Copy each line of the data that has "start" in it.

[Source data]
• • • • • • •

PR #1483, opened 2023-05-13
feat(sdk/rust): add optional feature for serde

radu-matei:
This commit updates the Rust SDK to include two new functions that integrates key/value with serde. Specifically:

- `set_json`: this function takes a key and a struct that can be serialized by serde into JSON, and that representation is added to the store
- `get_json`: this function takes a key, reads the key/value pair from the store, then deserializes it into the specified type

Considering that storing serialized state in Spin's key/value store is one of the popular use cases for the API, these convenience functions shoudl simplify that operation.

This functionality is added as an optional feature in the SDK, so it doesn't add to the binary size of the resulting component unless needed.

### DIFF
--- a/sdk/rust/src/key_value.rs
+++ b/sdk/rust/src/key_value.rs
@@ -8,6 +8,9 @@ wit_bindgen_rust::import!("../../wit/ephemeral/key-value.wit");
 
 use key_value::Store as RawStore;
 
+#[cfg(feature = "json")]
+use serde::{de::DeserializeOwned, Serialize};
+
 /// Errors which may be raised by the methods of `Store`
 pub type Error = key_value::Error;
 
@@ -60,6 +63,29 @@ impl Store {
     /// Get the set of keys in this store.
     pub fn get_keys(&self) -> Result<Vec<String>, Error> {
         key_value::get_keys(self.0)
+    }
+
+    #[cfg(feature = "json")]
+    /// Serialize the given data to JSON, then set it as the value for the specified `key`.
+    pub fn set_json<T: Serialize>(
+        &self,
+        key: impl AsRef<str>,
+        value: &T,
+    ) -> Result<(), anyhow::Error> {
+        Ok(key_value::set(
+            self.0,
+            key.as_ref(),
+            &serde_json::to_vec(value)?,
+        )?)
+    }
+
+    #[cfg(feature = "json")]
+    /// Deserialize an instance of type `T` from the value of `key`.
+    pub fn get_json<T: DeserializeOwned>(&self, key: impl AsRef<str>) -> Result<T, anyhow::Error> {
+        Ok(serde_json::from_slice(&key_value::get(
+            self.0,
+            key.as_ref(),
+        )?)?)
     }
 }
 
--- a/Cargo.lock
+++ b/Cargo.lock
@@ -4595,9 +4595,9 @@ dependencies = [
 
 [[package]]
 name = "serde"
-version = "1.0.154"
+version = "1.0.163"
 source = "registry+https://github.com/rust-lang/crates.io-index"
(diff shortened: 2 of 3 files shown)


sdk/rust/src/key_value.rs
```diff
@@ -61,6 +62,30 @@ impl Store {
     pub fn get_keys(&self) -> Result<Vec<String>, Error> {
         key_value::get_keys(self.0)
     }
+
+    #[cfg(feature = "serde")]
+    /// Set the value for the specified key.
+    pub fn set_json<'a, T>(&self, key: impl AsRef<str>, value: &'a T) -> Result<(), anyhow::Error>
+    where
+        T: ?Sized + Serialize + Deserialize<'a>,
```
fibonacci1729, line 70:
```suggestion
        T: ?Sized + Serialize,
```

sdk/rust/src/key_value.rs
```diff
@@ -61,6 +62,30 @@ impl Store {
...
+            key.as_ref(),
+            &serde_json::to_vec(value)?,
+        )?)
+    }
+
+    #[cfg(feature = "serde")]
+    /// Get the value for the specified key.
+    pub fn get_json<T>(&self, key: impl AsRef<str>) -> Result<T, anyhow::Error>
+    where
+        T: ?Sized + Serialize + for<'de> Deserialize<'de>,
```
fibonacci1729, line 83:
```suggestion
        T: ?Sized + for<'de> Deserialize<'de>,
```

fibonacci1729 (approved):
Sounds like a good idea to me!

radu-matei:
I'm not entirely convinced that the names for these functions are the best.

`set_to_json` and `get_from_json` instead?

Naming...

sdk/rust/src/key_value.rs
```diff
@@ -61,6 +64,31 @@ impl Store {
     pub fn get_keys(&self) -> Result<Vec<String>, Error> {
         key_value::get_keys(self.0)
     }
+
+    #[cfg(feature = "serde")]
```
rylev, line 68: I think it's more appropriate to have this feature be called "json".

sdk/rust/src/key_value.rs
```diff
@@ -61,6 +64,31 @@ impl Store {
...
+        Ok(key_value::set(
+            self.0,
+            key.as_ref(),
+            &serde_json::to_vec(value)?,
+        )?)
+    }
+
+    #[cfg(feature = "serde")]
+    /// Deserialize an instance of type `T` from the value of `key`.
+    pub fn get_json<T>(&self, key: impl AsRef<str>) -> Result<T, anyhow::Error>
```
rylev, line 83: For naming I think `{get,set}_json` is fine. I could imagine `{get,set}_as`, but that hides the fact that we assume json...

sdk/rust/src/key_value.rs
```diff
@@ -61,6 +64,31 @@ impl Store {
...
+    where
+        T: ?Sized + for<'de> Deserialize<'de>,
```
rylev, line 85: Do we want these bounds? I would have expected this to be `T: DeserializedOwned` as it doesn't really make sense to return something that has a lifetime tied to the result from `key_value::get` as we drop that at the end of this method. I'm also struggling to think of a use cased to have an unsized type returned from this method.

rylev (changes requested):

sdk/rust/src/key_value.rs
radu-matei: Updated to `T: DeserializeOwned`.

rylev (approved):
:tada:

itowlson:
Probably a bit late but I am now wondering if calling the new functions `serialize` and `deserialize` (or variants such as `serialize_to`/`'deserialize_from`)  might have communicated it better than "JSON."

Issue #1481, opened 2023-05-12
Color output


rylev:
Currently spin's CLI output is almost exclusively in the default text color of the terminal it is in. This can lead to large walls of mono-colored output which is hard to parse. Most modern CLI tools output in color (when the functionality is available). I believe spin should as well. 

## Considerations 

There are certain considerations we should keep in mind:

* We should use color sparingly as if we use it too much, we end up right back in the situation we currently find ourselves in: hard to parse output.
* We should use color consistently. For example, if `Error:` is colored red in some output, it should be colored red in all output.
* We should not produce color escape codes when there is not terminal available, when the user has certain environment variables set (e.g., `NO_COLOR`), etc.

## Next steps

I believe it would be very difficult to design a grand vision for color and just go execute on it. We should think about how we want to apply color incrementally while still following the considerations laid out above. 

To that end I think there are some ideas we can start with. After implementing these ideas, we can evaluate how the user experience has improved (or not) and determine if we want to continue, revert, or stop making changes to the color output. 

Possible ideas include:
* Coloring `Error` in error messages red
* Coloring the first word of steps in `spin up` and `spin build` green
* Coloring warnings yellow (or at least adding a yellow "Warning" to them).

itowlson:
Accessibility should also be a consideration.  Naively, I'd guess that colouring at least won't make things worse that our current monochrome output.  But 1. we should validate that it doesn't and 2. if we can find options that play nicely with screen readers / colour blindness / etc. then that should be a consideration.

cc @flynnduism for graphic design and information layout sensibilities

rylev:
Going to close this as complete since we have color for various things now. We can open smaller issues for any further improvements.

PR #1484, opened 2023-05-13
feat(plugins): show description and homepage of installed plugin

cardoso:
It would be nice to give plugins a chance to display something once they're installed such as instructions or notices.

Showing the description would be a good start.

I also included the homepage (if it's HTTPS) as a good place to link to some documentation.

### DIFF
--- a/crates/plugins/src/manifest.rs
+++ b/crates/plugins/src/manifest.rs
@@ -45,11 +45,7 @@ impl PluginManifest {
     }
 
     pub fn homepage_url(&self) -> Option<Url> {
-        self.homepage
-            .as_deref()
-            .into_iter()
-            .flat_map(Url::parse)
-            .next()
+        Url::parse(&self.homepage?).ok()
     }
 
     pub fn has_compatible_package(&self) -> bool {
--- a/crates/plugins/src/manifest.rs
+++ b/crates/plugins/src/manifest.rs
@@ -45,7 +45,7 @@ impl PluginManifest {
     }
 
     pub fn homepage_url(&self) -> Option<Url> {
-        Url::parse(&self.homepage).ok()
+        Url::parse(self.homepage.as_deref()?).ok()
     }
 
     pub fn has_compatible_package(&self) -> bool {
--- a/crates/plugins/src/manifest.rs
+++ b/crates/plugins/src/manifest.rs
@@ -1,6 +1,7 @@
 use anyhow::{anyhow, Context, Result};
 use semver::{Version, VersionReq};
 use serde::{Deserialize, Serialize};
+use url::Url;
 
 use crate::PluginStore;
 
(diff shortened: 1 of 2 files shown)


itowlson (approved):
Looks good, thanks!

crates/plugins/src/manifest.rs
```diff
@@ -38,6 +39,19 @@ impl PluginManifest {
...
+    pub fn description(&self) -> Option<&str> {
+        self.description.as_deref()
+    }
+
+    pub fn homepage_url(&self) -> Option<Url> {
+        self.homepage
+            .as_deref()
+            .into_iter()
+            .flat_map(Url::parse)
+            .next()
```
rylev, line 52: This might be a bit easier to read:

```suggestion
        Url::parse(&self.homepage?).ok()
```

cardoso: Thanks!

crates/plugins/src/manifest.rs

• • • • • • •

§ Exercise answer:
To that end I think there are some ideas we can start with. After implementing these ideas, we can evaluate how the user experience has improved (or not) and determine if we want to continue, revert, or stop making changes to the color output. 
Showing the description would be a good start.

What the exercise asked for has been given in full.